Большое значение для уточнения диагноза при подозрении на рак простаты имеют УЗИ и МРТ (даже без ректальной катушки). КТ – не очень подходящее исследование для этой цели: образование размером 3-4 мм не всегда можно увидеть, даже если вводить контрастное вещество. А вот МРТ позволяет в сомнительных случаях по характеру накопления (чаще в периферической части простаты) и выведения контрастного препарата увидеть и дифференцировать опухоль предстательной железы очень малых размеров (3 мм). Дальнейшая тактика – пункция под контролем УЗИ. Если этот метод неинформативен, то хирург оперирует в той области, которую указывает рентгенолог после проведения МРТ.

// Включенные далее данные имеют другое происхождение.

PR #15967, opened 2026-09-03
ci: add explicit workflow permissions

Legend-Master:
Reference: https://github.com/tauri-apps/plugins-workspace/commit/1a7b12c10256567aca763f4d47cc4da886f73c63

### DIFF
--- a/.github/workflows/covector-version-or-publish.yml
+++ b/.github/workflows/covector-version-or-publish.yml
@@ -9,6 +9,9 @@ on:
     branches:
       - dev
 
+permissions:
+  contents: read
+
 jobs:
   run-integration-tests:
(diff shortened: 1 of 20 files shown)


.github/workflows/covector-version-or-publish.yml
```diff
@@ -9,6 +9,9 @@ on:
     branches:
       - dev
 
+permissions:
```
Legend-Master, line 12: Be careful with this, I assume per job level permissions down below should override workflow level permissions, but I can't find any docs on this

FabianLars: Wow the docs on that are really very unfortunate

FabianLars (approved):

PR #15971, opened 2026-09-03
refactor: `WebviewBuilder::bounds/size/position`

amrbashir:


crates/tauri/src/webview/mod.rs
```diff
@@ -433,7 +446,11 @@ async fn create_window(app: tauri::AppHandle) {
 
     Self {
       label: config.label.clone(),
-      webview_attributes: WebviewAttributes::from(&config),
+      webview_attributes: {
+        let mut attrs = WebviewAttributes::from(&config);
+        attrs.bounds = Some(Self::default_bounds());
```
Legend-Master: I think the default was to resize to the window size? https://github.com/tauri-apps/tauri/blob/7f2b7cb7921caf7d9370b7ebe99e3cf47dbcfed6/crates/tauri-runtime-wry/src/lib.rs#L4865-L4877

amrbashir: restored in [07d0a4e](https://github.com/tauri-apps/tauri/pull/15971/commits/07d0a4e64c9c8b42d2ab64b13152de716312e1a3)

Legend-Master (approved):
I know this is an unstable feature, but I still feel like we should target this to v3 instead that this is not urgent in anyway to be included in v2

crates/tauri/src/webview/mod.rs
```diff
@@ -230,7 +232,7 @@ macro_rules! unstable_struct {
 
       #[cfg(not(any(test, feature = "unstable")))]
       pub(crate) $($tokens)*
-    }
+  }
```
Legend-Master, line 235: revert this

Legend-Master (approved):

Issue #297, opened 2020-07-29
Update REST-API to Vert.x 4 Beta 1


JohannesLichtenberger:
We should update the REST-API (server-rest-api bundle) to Vert.x 4 Beta 1. Some stuff has been deprecated, though.

JohannesLichtenberger:
I think they are putting up a guide how to migrate.

PR #347, opened 2020-10-08
Bumping vertx version to 4.0.0.Beta1

cunhazera:
Closes https://github.com/sirixdb/sirix/issues/297


cunhazera:
@JohannesLichtenberger is there anything wrong with the build?

mosheduminer:
I believe that various vertx APIs have changed between the 3.*.* versions and version 4.0.0, and the code would need to be upgraded to work with the new vertx APIs.

JohannesLichtenberger:
Yes, exactly what @mosheduminer described.

cunhazera:
My bad... I was trying to run without Java 14.

cunhazera:
@JohannesLichtenberger @mosheduminer 
I'm getting this error at the github build: `Caused by: org.gradle.api.GradleException: This build must be run with Java 14`
But locally it fails at all integration tests `./gradlew clean build`
Any idea why?

mosheduminer:
@cunhazera can you clarify what you mean by github build? The travis CI build fails on the integration tests as well, and is using Java 14.

cunhazera:
It don't know much about gradle. Should I really change gradle/wrapper/gradle-wrapper.properties, build.gradle and gradle/wrapper/gradle-wrapper.properties files?

mosheduminer:
It does seem that you introduced changes into build.gradle. I'm not sure why you added these, but it appears that you are targeting java 8, when the project can only be compiled with java 14. But I am not sure that actually causes the problem here.

(I only work on other sirixdb repositories, I probably know less about gradle than you do 😀, Johannes will probably have a better idea)

cunhazera:
Maybe these changes were added by my intellij, idk. Let me remove that and see what happens.

cunhazera:
Can you guys give me some help with this issue?

mosheduminer:
I would guess that there is an authentication issue, which results in an error response, which results in the json errors.

PR #349, opened 2020-10-12
Add max number of nodes and add rightSiblingKey stack for serializing with maxDepth

JohannesLichtenberger:


bundles/sirix-core/src/test/java/org/sirix/service/json/serialize/JsonSerializerTest.java
```diff
@@ -394,6 +394,46 @@ public void testJsonDocumentWithMaxLevel() throws IOException {
...
+      try (final Writer writer = new StringWriter()) {
+        final var serializer = new JsonSerializer.Builder(manager, writer).maxLevel(2).numberOfNodes(5).build();
+        serializer.call();
+
+        final var expected = "{\"foo\":[],\"bar\":{}}";
+        assertEquals(expected, writer.toString());
+      }
+
+      try (final Writer writer = new StringWriter()) {
+        final var serializer = new JsonSerializer.Builder(manager, writer).maxLevel(2).numberOfNodes(6).build();
```
Raj-Datta-Manohar, line 428: This seems redundant, it would be clean if we write another method like
`private String getSerializedString(int maxLevel, int numberOfNodes)`

bundles/sirix-core/src/main/java/org/sirix/axis/visitor/VisitorDescendantAxis.java
```diff
@@ -54,13 +54,13 @@
...
-  private Deque<Long> mRightSiblingKeyStack;
+  private Deque<Long> rightSiblingKeyStack;
 
   /** Optional visitor. */
-  private NodeVisitor mVisitor;
+  private NodeVisitor visitor;
 
   /** Determines if it is the first call. */
-  private boolean mFirst;
+  private boolean first;
```
Raj-Datta-Manohar, line 63: `isFirstCall` would be more appropriate name I guess :-)

Raj-Datta-Manohar (approved):
Looks good to me!

JohannesLichtenberger:
Thanks, for the code review :)

PR #351, opened 2020-10-14
Set storage type depending on some variables and some refactorings

JohannesLichtenberger:


bundles/sirix-core/src/main/java/org/sirix/utils/OS.java
```diff
@@ -4,6 +4,16 @@
 
   public static final boolean IS_64_BIT = is64Bit0();
 
+  private static final String OS = System.getProperty("os.name").toLowerCase();
+
+  private static final boolean IS_LINUX = OS.startsWith("linux");
+
+  private static final boolean IS_MAC = OS.contains("mac");
```
Raj-Datta-Manohar, line 11: Are these needed?

bundles/sirix-core/src/main/java/org/sirix/utils/OS.java
```diff
@@ -4,6 +4,16 @@
...
+
+  private static final boolean IS_WIN = OS.startsWith("win");
+
+  private static final boolean IS_WIN10 = OS.equals("windows 10");
```
Raj-Datta-Manohar, line 15: this too!

bundles/sirix-core/src/main/java/org/sirix/utils/OS.java
Raj-Datta-Manohar, line 11: are these needed?

Raj-Datta-Manohar (approved):

bundles/sirix-core/src/main/java/org/sirix/utils/OS.java
Raj-Datta-Manohar: Everything seems fine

Ранняя диагностика рака легкого – более сложная задача. С чем это связано? Сейчас существуют программы малодозовой ранней диагностики одиночных солидных образований в легких. Это исследование можно делать каждый год, даже у человека, у которого потом рака легкого не окажется. Допустим, аппарат выявляет какое-то объемное образование, и врач говорит пациенту, что у него есть подозрение на наличие злокачественной опухоли. Пациент начинает нервничать. Но, по статистике, в дальнейшем у одного пациента из десяти может подтвердиться рак легкого, а 90% этих людей переживают зря. После таких исследований за рубежом были большие скандалы. Некоторые из этих людей бросали работу, меняли привычный для них образ жизни, а когда через 2-3 года диагноз не подтверждался, они, негодуя, подавали на врача в суд. Таким образом, на практике ранняя диагностика рака легкого методом рентгеновской КТ довольно сложна в плане ответственности врача и организации этих исследований.

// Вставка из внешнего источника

PR #381, opened 2021-02-20
Introduce Dagger as DI framework for the project

### LINKED ISSUE #343: Add a compile time DI framework
We should add a compile time framework (Dagger2?) to make it easier to mock dependencies of a class.

JPDSousa:
Adds Dagger as a dependency to the project. Dagger is used in sirix-core, to create a `DatabaseManager` component.  This component, in this initial stage will simple register dependencies to create `Database` instances. In order to achieve this, a new `LocalDatabaseFactory` concept was introduced, with implementations for Json and XML.

At this point, the component is hidden behind `Databases`, in order to avoid breaking the entrypoint.

The next stages in this track is to extract most of the `Databases` business logic (e.g., sessions map) into separate classes, in order to increase maintainability and testing.

Closes #343

### DIFF
--- a/bundles/sirix-core/src/main/java/org/sirix/access/DatabaseManager.java
+++ b/bundles/sirix-core/src/main/java/org/sirix/access/DatabaseManager.java
@@ -1,0 +1,22 @@
+package org.sirix.access;
+
+import dagger.Component;
+import org.sirix.api.json.JsonResourceManager;
+import org.sirix.api.xml.XmlResourceManager;
+
+import javax.inject.Singleton;
+
+/**
+ * The Dagger component that manages database dependencies. This class is internal and managed by {@link Databases}.
+ *
+ * @author Joao Sousa
+ */
+@Component(modules = DatabaseModule.class)
+@Singleton
+public interface DatabaseManager {
+
+    LocalDatabaseFactory<JsonResourceManager> jsonDatabaseFactory();
+
+    LocalDatabaseFactory<XmlResourceManager> xmlDatabaseFactory();
+
+}
--- a/bundles/sirix-core/src/main/java/org/sirix/access/DatabaseType.java
+++ b/bundles/sirix-core/src/main/java/org/sirix/access/DatabaseType.java
@@ -1,10 +1,6 @@
 package org.sirix.access;
 
-import org.sirix.access.json.JsonResourceStore;
-import org.sirix.access.xml.XmlResourceStore;
 import org.sirix.api.Database;
-import org.sirix.api.NodeReadOnlyTrx;
-import org.sirix.api.NodeTrx;
 import org.sirix.api.ResourceManager;
 import org.sirix.node.SirixDeweyID;
 import org.sirix.node.delegates.NodeDelegate;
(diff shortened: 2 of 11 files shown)


bundles/sirix-core/src/main/java/org/sirix/access/LocalJsonDatabaseFactory.java
```diff
@@ -0,0 +1,27 @@
...
+import javax.inject.Inject;
+import javax.inject.Singleton;
+
+/**
+ * A database session factory for Json databases.
+ *
+ * @author Joao Sousa
+ */
+@Singleton
+public class LocalJsonDatabaseFactory implements LocalDatabaseFactory<JsonResourceManager> {
```
JPDSousa, line 16: I know that this sounds dull at this point, but future refactors will definitely make this worth it!

bundles/sirix-core/src/main/java/org/sirix/access/xml/XmlResourceStore.java
```diff
@@ -25,13 +25,6 @@
  */
 public final class XmlResourceStore extends AbstractResourceStore<XmlResourceManager> {
 
-  /**
-   * Default constructor.
-   */
-  public XmlResourceStore() {
-    super(new ConcurrentHashMap<>(), new User("admin", UUID.randomUUID()));
```
JPDSousa, line 32: We're already decoupling this concept of "default user" from the resource store implementation :)

bundles/sirix-core/src/main/java/org/sirix/access/DatabaseManager.java
```diff
@@ -0,0 +1,22 @@
...
+/**
+ * The Dagger component that manages database dependencies. This class is internal and managed by {@link Databases}.
+ *
+ * @author Joao Sousa
+ */
+@Component(modules = DatabaseModule.class)
+@Singleton
+public interface DatabaseManager {
+
+    LocalDatabaseFactory<JsonResourceManager> jsonDatabaseFactory();
```
JPDSousa, line 18: I left some methods without javadocs, as I'm not sure what is the policy here. Feel free to request further docs if you think it is importante.

JPDSousa:
@JohannesLichtenberger can you give this a look? It's a starting point towards dependency injection and single responsibility principle. I actually have 3 more branches on top of this one from where I can open PRs

JohannesLichtenberger:
Thanks a lot, will review later on :-)

bundles/sirix-core/src/main/java/org/sirix/access/DatabaseType.java
```diff
@@ -23,9 +19,9 @@
   XML("xml") {
     @SuppressWarnings("unchecked")
     @Override
-    public <R extends ResourceManager<? extends NodeReadOnlyTrx, ? extends NodeTrx>, S extends ResourceStore<R>> Database<R> createDatabase(
```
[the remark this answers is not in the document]
JPDSousa: Interesting. I actually though those bounds were implicit (i.e., redundant), hence why I removed them, but apparently, we can have weird things like `? extends Runnable` and the compiler won't complain.

PR #383, opened 2021-02-24
Extract database session management to a separate class

### LINKED ISSUE #382: Extract database session management to an isolated dependency
### Feature idea

At this point, database session management via [Databases](https://github.com/sirixdb/sirix/blob/master/bundles/sirix-core/src/main/java/org/sirix/access/Databases.java#L37), which acts as the API entrypoint for the system. This introduces unnecessary coupling in the class, and also makes testing harder. There is actually a tiny concurrency bug in the way we register new sessions (the `HashSet` in each entry is not handled in a thread-safe manner).

My proposal is for the session management to be extracted to its own class, which we can control via the local databases (each database is responsible for registering and deregistering itself).

JPDSousa:
This patch extracts the database session management into its own class. Also, it adds tests to the session management logic. This new class is maintained by Dagger.

Closes #382

### DIFF
--- a/bundles/sirix-core/src/main/java/org/sirix/access/AbstractLocalDatabase.java
+++ b/bundles/sirix-core/src/main/java/org/sirix/access/AbstractLocalDatabase.java
@@ -8,15 +8,18 @@ import com.google.crypto.tink.JsonKeysetWriter;
 import com.google.crypto.tink.KeysetHandle;
 import com.google.crypto.tink.streamingaead.StreamingAeadKeyTemplates;
 import org.sirix.access.trx.TransactionManagerImpl;
-import org.sirix.api.*;
+import org.sirix.api.Database;
+import org.sirix.api.NodeReadOnlyTrx;
+import org.sirix.api.NodeTrx;
+import org.sirix.api.ResourceManager;
+import org.sirix.api.Transaction;
+import org.sirix.api.TransactionManager;
 import org.sirix.cache.BufferManager;
 import org.sirix.cache.BufferManagerImpl;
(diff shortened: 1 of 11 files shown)


bundles/sirix-core/src/main/java/org/sirix/access/AbstractLocalDatabase.java
```diff
@@ -65,16 +67,29 @@
...
    * Constructor.
-   *
-   * @param dbConfig {@link ResourceConfiguration} reference to configure the {@link Database}
+   *  @param dbConfig {@link ResourceConfiguration} reference to configure the {@link Database}
+   * @param sessions
+   * @param resourceStore
    */
-  public AbstractLocalDatabase(final DatabaseConfiguration dbConfig) {
+  public AbstractLocalDatabase(final DatabaseConfiguration dbConfig, final DatabaseSessionPool sessions, final ResourceStore<T> resourceStore) {
+
```
JohannesLichtenberger, line 95: Only one minor thing, can we skip the blank line after a constructor or method declaration? Thanks a lot for all the work :+1:

JohannesLichtenberger: I should provide my most recent IntelliJ formatter, I think, such that we can simply auto-format :-)

JPDSousa: I'm using IntelliJ as well, but I installed a plugin that imports the formatter from Eclipse. Apparently it didn't work as well as I thought 🤔

PR #387, opened 2021-02-27
Remove cyclic dependency between Database and ResourceStore

JPDSousa:
This commit removes the cyclic dependency between `Database` and `ResourceStore´.


JPDSousa:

– Всегда ли при КТ и МРТ необходимо проводить исследование с контрастированием?
– Нужно начинать с нативного исследования, а если есть показания, то делать контрастирование. При раке молочной железы мы проводим МРТ с контрастированием в том случае, если нет твердой уверенности. Иногда при подозрении на наличие опухоли головного мозга выполняется исследование сразу с контрастированием. Специалист видит накопление контраста, описывает размеры образования. А через месяц пациенту становится лучше, и при повторном исследовании врач понимает, что там было небольшое кровоизлияние, изображение которого на «картинке» очень напоминало злокачественное образование.
Еще раз повторю: нужно сначала выполнить нативное исследование. После этого, если функционал аппарата позволяет, анализируется ангиографическая фаза, в период которой визуализируются вновь образованные сосуды и тому подобные характерные признаки опухоли. Если опухоль локализуется в кортикальном участке почки, то накопления будут визуализироваться в периферических отделах опухоли. После этого специалист проводит отсроченное исследование и видит, как накапливается контраст в области этого образования.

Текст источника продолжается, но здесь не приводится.